Expanding Across Borders
On the international side, the agreements with the Gabonese Agency for Space Studies and Observations (AGEOS) and the National Space Research and Development Agency (NASRDA) reflect GGPEN’s growing role as a reference institution within the African space community.

Angola signed the Artemis Accords in 2023 and holds eight orbital positions under ITU coordination as part of the SADC Regional Shared Satellite Network Project, making it a natural anchor partner for neighbouring space programmes seeking to build capacity and access satellite infrastructure. The Telecom Namibia agreement extends ANGOSAT-2’s commercial footprint further into southern Africa, consistent with the interest Namibia and other SADC member states have expressed in acquiring capacity on the satellite. The partnership with Symphony Space of the United States adds a transatlantic dimension, opening potential avenues for technology transfer, joint research, and commercial collaboration with the American space sector.

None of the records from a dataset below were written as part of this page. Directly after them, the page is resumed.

PR #1092, opened 2020-06-04
Implement textDocument/selectionRange

rwols:
An LSP alternative to Sublime's own "Expand Selection".

Peek 2020-06-04 21-09

### DIFF
--- a/Keymaps/Default (Linux).sublime-keymap
+++ b/Keymaps/Default (Linux).sublime-keymap
@@ -64,5 +64,5 @@
     // {"keys": ["UNBOUND"], "command": "lsp_hover", "context": [{"key": "setting.lsp_active"}]},
 
     // Expand Selection (a replacement for ST's "Expand Selection")
-    // {"keys": ["ctrl+shift+a"], "command": "lsp_expand_selection", "context": [{"key": "setting.lsp_active"}]},
+    // {"keys": ["UNBOUND"], "command": "lsp_expand_selection", "context": [{"key": "setting.lsp_active"}]},
 ]
--- a/Keymaps/Default (Linux).sublime-keymap
+++ b/Keymaps/Default (Linux).sublime-keymap
@@ -62,4 +62,7 @@
 
     // Symbol Hover
     // {"keys": ["UNBOUND"], "command": "lsp_hover", "context": [{"key": "setting.lsp_active"}]},
+
+    // Expand Selection (a replacement for ST's "Expand Selection")
+    // {"keys": ["ctrl+shift+a"], "command": "lsp_expand_selection", "context": [{"key": "setting.lsp_active"}]}
 ]
--- a/Keymaps/Default (Linux).sublime-keymap
+++ b/Keymaps/Default (Linux).sublime-keymap
@@ -64,5 +64,5 @@
     // {"keys": ["UNBOUND"], "command": "lsp_hover", "context": [{"key": "setting.lsp_active"}]},
 
     // Expand Selection (a replacement for ST's "Expand Selection")
-    // {"keys": ["ctrl+shift+a"], "command": "lsp_expand_selection", "context": [{"key": "setting.lsp_active"}]}
+    // {"keys": ["ctrl+shift+a"], "command": "lsp_expand_selection", "context": [{"key": "setting.lsp_active"}]},
 ]
--- a/Keymaps/Default (Linux).sublime-keymap
+++ b/Keymaps/Default (Linux).sublime-keymap
@@ -64,5 +64,5 @@
     // {"keys": ["UNBOUND"], "command": "lsp_hover", "context": [{"key": "setting.lsp_active"}]},
 
     // Expand Selection (a replacement for ST's "Expand Selection")
-    // {"keys": ["UNBOUND"], "command": "lsp_expand_selection", "context": [{"key": "setting.lsp_active"}]},
+    // {"keys": ["ctrl+shift+a"], "command": "lsp_expand_selection", "context": [{"key": "setting.lsp_active"}]},
 ]
--- a/plugin/selection_range.py
+++ b/plugin/selection_range.py
@@ -1,0 +1,54 @@
+from .core.protocol import Range
+from .core.protocol import Request
+from .core.registry import get_position
+from .core.registry import LspTextCommand
+from .core.sessions import method_to_capability
+from .core.typing import Any, Dict, Optional, List
+from .core.views import range_to_region
+from .core.views import selection_range_params
+import sublime
+
+
+class LspExpandSelectionCommand(LspTextCommand):
+    method = 'textDocument/selectionRange'
+    capability = method_to_capability(method)[0]
+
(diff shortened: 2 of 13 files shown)


Keymaps/Default (Linux).sublime-keymap
```diff
@@ -62,4 +62,7 @@
 
     // Symbol Hover
     // {"keys": ["UNBOUND"], "command": "lsp_hover", "context": [{"key": "setting.lsp_active"}]},
+
+    // Expand Selection (a replacement for ST's "Expand Selection")
+    // {"keys": ["ctrl+shift+a"], "command": "lsp_expand_selection", "context": [{"key": "setting.lsp_active"}]}
```
rchl, line 67: Also other platforms please :)

rwols:
It seems vscode-css and vscode-json are also selectionRangeProviders:

Peek 2020-06-04 23-26

rwols:
For JSON it's not much different or better than ST's built-in expand selection to be honest.

plugin/selection_range.py
```diff
@@ -0,0 +1,55 @@
...
+        self._regions = []  # type: List[sublime.Region]
+        self._change_count = 0
+
+    def run(self, edit: sublime.Edit, event: Optional[dict] = None) -> None:
+        session = self.session(self.capability, get_position(self.view, event))
+        if session:
+            params = selection_range_params(self.view)
+            self._regions.extend(self.view.sel())
+            self._change_count = self.view.change_count()
+            session.send_request(Request(self.method, params), self.on_result, self.on_error)
```
rchl, line 27: We need to trigger original key binding if there is no session for position. Otherwise expanding will just be broken when there is a session but it doesn't support expanding.

plugin/selection_range.py
```diff
@@ -0,0 +1,55 @@
...
+
```
rchl, line 28: We need to trigger original key binding if there is no session for position. Otherwise expanding will just be broken when there is a session but it doesn't support expanding.

plugin/selection_range.py
```diff
@@ -0,0 +1,55 @@
...
+        if self._change_count != self.view.change_count():
+            return
+        if params:
+            regions = [self._smallest_containing(region, param) for region, param in zip(self._regions, params)]
+        else:
+            regions = self._regions
+            window = self.view.window()
+            if window:
+                window.status_message("Nothing to expand")
+        self.view.run_command("lsp_selection_set", {"regions": [(r.a, r.b) for r in regions]})
```
rchl, line 39: If there is nothing to expand then it looks like we will clear regions. Shouldn't we just leave current selection intact?

plugin/selection_range.py
```diff
@@ -0,0 +1,55 @@
...
+
+    def on_result(self, params: Any) -> None:
+        if self._change_count != self.view.change_count():
+            return
+        if params:
+            regions = [self._smallest_containing(region, param) for region, param in zip(self._regions, params)]
+        else:
+            regions = self._regions
+            window = self.view.window()
+            if window:
```
rchl, line 37: What's the reason for setting status on the window and not view? This is a view command after all.

Also, is that message ever cleared?
I guess it might be cleared by "something else" eventually but should we rely on that?

I guess that's another reason to use view status as then we know our key and can clear it reliably.

tests/test_single_document.py
```diff
@@ -253,6 +253,32 @@ def test_implementation(self) -> 'Generator':
...
+        self.assertEqual(self.view.substr(self.view.sel()[0].a), "c")
+        response = [{
+            "parent": {
+                "parent": {
+                    "range": {"start": {"line": 0, "character": 0}, "end": {"line": 0, "character": 5}}
+                },
+                "range": {"start": {"line": 0, "character": 1}, "end": {"line": 0, "character": 4}}
+            },
+            "range": {"start": {"line": 0, "character": 2}, "end": {"line": 0, "character": 3}}
+        }]
```
rchl, line 270: Can you also test expanding only "on one side"? So, for example, "start" stays the same but "ends" moves forward.

Maybe also test expanding across the lines?

plugin/selection_range.py
rwols: Hmm, I tried to address this but I learned that the `is_enabled` method from LspTextCommand prevents the keybinding to trigger. But it also masks the original `expand_selection` command in this way (you cannot trigger it with ctrl+shift+a anymore, because another command (lsp_expand_selection) masked it with its is_enabled method returning False). So I've added the fallback behavior, but it doesn't do anything at this point. Implementing #1093 will make things work better anyway.

plugin/selection_range.py
rwols: The `window.status_message` method also clears the message after a short while.

tests/test_single_document.py
rwols: > Can you also test expanding only "on one side"? So, for example, "start" stays the same but "ends" moves forward.

Done.

> Maybe also test expanding across the lines?

Doesn't matter, I'm using sublime.Region which doesn't work with the notion of lines altogether.

plugin/selection_range.py
rwols: done.

plugin/selection_range.py
rwols: I have removed the ctrl+shift+a suggestion from the default keybindings for now.

plugin/selection_range.py
rchl: Should I use the same for CAOS then, to be consistent? I admit it shows in a better place then view status which tends to be crammed on the left and shift everything.

plugin/selection_range.py
```diff
@@ -25,31 +25,38 @@ def run(self, edit: sublime.Edit, event: Optional[dict] = None) -> None:
             self._regions.extend(self.view.sel())
             self._change_count = self.view.change_count()
             session.send_request(Request(self.method, params), self.on_result, self.on_error)
+        else:
+            self._run_builtin_expand_selection("No {} found".format(self.capability))
```
rchl, line 29: This message is quite internal to the protocol. I feel user shouldn't need to see it.

plugin/selection_range.py
rchl: Although I see that this would not be ideal for the context menu.

plugin/selection_range.py
rwols: Actually I think users have to get comfortable with fooProvider and barProvider and such as they'll end up in the contexts of keybindings eventually after #1069 (unless we go with #1093) (or we can do both).

plugin/selection_range.py
rwols: Yes, it will not be grayed out in the context menu when we always return True from is_enabled.

rchl: It might be OK in fact. Sure, it wouldn't necessarily use the LSP to expand the selection, but if user has made the effort to look for it in the submenu, maybe he should just be able to expand, regardless if it's done by LSP or ST.

PR #1100, opened 2020-06-07
Use session_for_view and sessions_for_view less

rwols:
Instead use methods of the LSPViewEventListener.


plugin/core/windows.py
```diff
@@ -350,11 +350,13 @@ def window(self) -> sublime.Window:
 
     def sessions(self, view: sublime.View, capability: Optional[str] = None) -> Generator[Session, None, None]:
         file_name = view.file_name() or ''
+        scope = view2scope(view)
         for sessions in self._sessions.values():
             for session in sessions:
-                if capability is None or capability in session.capabilities:
-                    if session.state == ClientStates.READY and session.handles_path(file_name):
-                        yield session
+                if session.config.match_document(scope):
```
rchl, line 356: Style nit: Could filter the list in the `for` loop already? I don't like a lot of nesting. :)

plugin/color.py
```diff
@@ -35,10 +34,7 @@ def on_activated_async(self) -> None:
             self.initialize()
 
     def initialize(self, is_retry: bool = False) -> None:
-        if not any(configurations_for_view(self.view)):
-            self.initialized = True  # no server enabled, re-open file to activate feature.
-        sessions = list(sessions_for_view(self.view, 'colorProvider'))
-        if sessions:
+        if self.session('colorProvider'):
```
rchl, line 37: Style nit: I dislike such generic method names as it's really hard to search for uses of it in the code (especially when refactoring code). Could we maybe call those `get_session` and `get_sessions`?

plugin/core/types.py
```diff
@@ -197,3 +197,4 @@ def views(self) -> List[ViewLike]:
 
     def run_command(self, command_name: str, command_args: Dict[str, Any]) -> None:
         ...
+        ...
```
rchl, line 200: Intentional?

plugin/color.py
rchl, line 37: The logic has changed here a bit. Previously `self.initialized = True` was set if no sessions were found. Probably not a big deal. Someone would have to activate file twice really quickly for this to make a difference.

plugin/core/types.py
rwols: No :) must have been pyls going crazy with format-on-save again

plugin/core/windows.py
rwols: I've put all of the checks in `can_handle` of `Session`. Hope that makes it a bit better. I don't personally mind nested ifs.

plugin/core/windows.py
```diff
@@ -349,14 +349,10 @@ def window(self) -> sublime.Window:
...
     def sessions(self, view: sublime.View, capability: Optional[str] = None) -> Generator[Session, None, None]:
-        file_name = view.file_name() or ''
-        scope = view2scope(view)
         for sessions in self._sessions.values():
             for session in sessions:
-                if session.config.match_document(scope):
-                    if capability is None or capability in session.capabilities:
-                        if session.state == ClientStates.READY and session.handles_path(file_name):
-                            yield session
+                if session.can_handle(view, capability):
```
rchl: Could still be filtered in the `for` loop. :)
`for session in [session for session in sessions if session.can_handle(view, capability)]:`

plugin/color.py
rchl: I've approved but I don't like it.

rwols: I'll do it in another PR. This is currently more in line with the `self.session` from LspTextCommand.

Building an Ecosystem, Not Just Infrastructure
Taken together, the Day 1 signings reflect a deliberate strategy: GGPEN is not simply operating infrastructure; it is building an ecosystem. With ANGOSAT-2 as the connectivity backbone, ANGEO-1 on the horizon, and a growing portfolio of operational data applications embedded across agriculture, environment, urban planning, and natural resource management, the agency is positioning its partnerships to accelerate adoption, extend reach, and deepen the integration of space technology into Angola’s national development priorities.